A cirurgia de implante dentário é um dos procedimentos mais realizados na odontologia moderna. Apesar de ser uma intervenção cirúrgica, a técnica evoluiu significativamente nas últimas décadas, tornando-se mais rápida, previsível e confortável para o paciente.

Se você está prestes a fazer um implante, entender cada etapa do procedimento pode ajudar a reduzir a ansiedade e garantir uma recuperação mais tranquila. Neste artigo, explicamos todo o processo com base nas diretrizes do Conselho Federal de Odontologia (CFO) e da Associação Brasileira de Odontologia (ABO).

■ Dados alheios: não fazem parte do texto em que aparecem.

Issue #489, opened 2018-02-04
Suggestion: a HOSTRUN command (runs command on Windows host system)


emendelson:
I've found this useful in my SVN-based project. It's a command that runs a command on the Windows host system, like this: HOSTRUN notepad d:\path\filename.txt

In a project that I use for running DOS applications, I use the name START, but that won't work if the guest is a Win95/98 system that has its own internal START command, so I've renamed it HOSTRUN here. Here's the diff (and I'm only offering it for anyone who might find it useful, even if it doesn't go into DOSBox-X). And it's probably obvious that I don't understand this code, but simply took bits and pieces from other people's code until it worked.

https://github.com/emendelson/dosbox-x/commit/4db8647a1dfc590733b8cd05894a19fd1b25fd46

joncampbell123:
I like the idea, but I have some reservations about it.

Generally when people run commands in DOSBox they expect the command to stay within DOSBox. People generally don't expect the DOS session to spawn programs on their host OS. So to prevent malicious dosbox.conf setups that format your hard drive in Windows, it would be off by default.

I propose that your version could be adopted with the requirement for the --async switch to indicate that you want it to run independently of DOSBox-X.

A future idea I do want to do with the command is that unless --async is given, the subprocess is spawned with STDIN/STDOUT/STDERR redirected to DOSBox-X and the program's console I/O is routed to the DOS console in DOSBox-X. A dummy DOS program runs until the actual process terminates.

You could run Microsoft's recent C++ compiler within DOSBox-X like any other DOS program that way. It looks like it's on the DOS console even though it's actually running the program on the host and handling STDIO to the console.

Other rules:
- If the subprocess terminates, then DOSBox-X returns to the command prompt like normal DOS termination
- CTRL+C and CTRL+BREAK would send the proper termination signal to the subprocess
- Closing DOSBox-X will terminate the subprocess right away
- Console I/O will be handled unless --async given even if the subprocess is a graphical Windows program. It's possible for graphical Windows programs to emit to STDERR even if you don't see it.
- Modifications will be added in the future to bring this command to Linux, Mac OS X, etc. (CreateProcess in Windows vs fork/exec in Linux)

emendelson:
All those ideas sound vastly useful - and far beyond anything I had thought of when I added this to a project that mostly runs WordPerfect for DOS and uses the command to run file-conversion routines, etc., in the host.

[...]

PR #1729, opened 2020-07-11
START command to run command on Windows host (enabled by the -winrun command-line option)

Wengier:
I have noticed that there are requests about interacting with the host system from within DOSBox-X (such as Issue #489 and others elsewhere), so I added the START command to do this (currently only for Windows). This command is disabled by default for security reasons, but can be enabled by either the "startcmd" config option (in [dos] section) or the -winrun command-line option (which will also enable the CLIP$ device).

The specified command(s) will be run on the host system (instead of inside DOSBox-X), and the /MAX, /MIN, /HID options can be used to run the program maximized, minimized, or hidden (they can be shortened to +, -, _ respectively). Also, START will run commands listed in the "startincon" config option (separated by space) in the Windows Command Prompt and wait for a key press before exiting.

For example, ``START + NOTEPAD.EXE" will run NOTEPAD.EXE maximized, and "START DIR" will run Windows's DIR command in the Command Prompt. The START command itself will wait for program (Notepad and DIR in these examples), so it will return to the DOSBox-X shell when the program ends, but the user can press Ctrl+C in the DOSBox-X window to terminate the program right away of course (or by closing the DOSBox-X window).


joncampbell123:
Can you confirm START is disabled unless you specify -winrun?

Wengier:
> Can you confirm START is disabled unless you specify -winrun?

@joncampbell123 Yes, START.COM won't even appear on the Z drive unless you enable it manually.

Antes da Cirurgia: Planejamento

O sucesso do implante começa muito antes da cirurgia. O planejamento é a etapa mais importante e inclui:

Exames Obrigatórios

  • Radiografia panorâmica: visão geral da arcada dentária
  • Tomografia computadorizada (cone beam): imagem 3D que permite avaliar a espessura e altura do osso com precisão milimétrica
  • Exames de sangue: hemograma, glicemia, coagulograma e outros conforme necessidade individual

Avaliação da Saúde Geral

O implantodontista precisa conhecer o histórico médico completo do paciente. Condições como diabetes, hipertensão, uso de anticoagulantes e tabagismo influenciam diretamente o planejamento cirúrgico e a previsibilidade do resultado.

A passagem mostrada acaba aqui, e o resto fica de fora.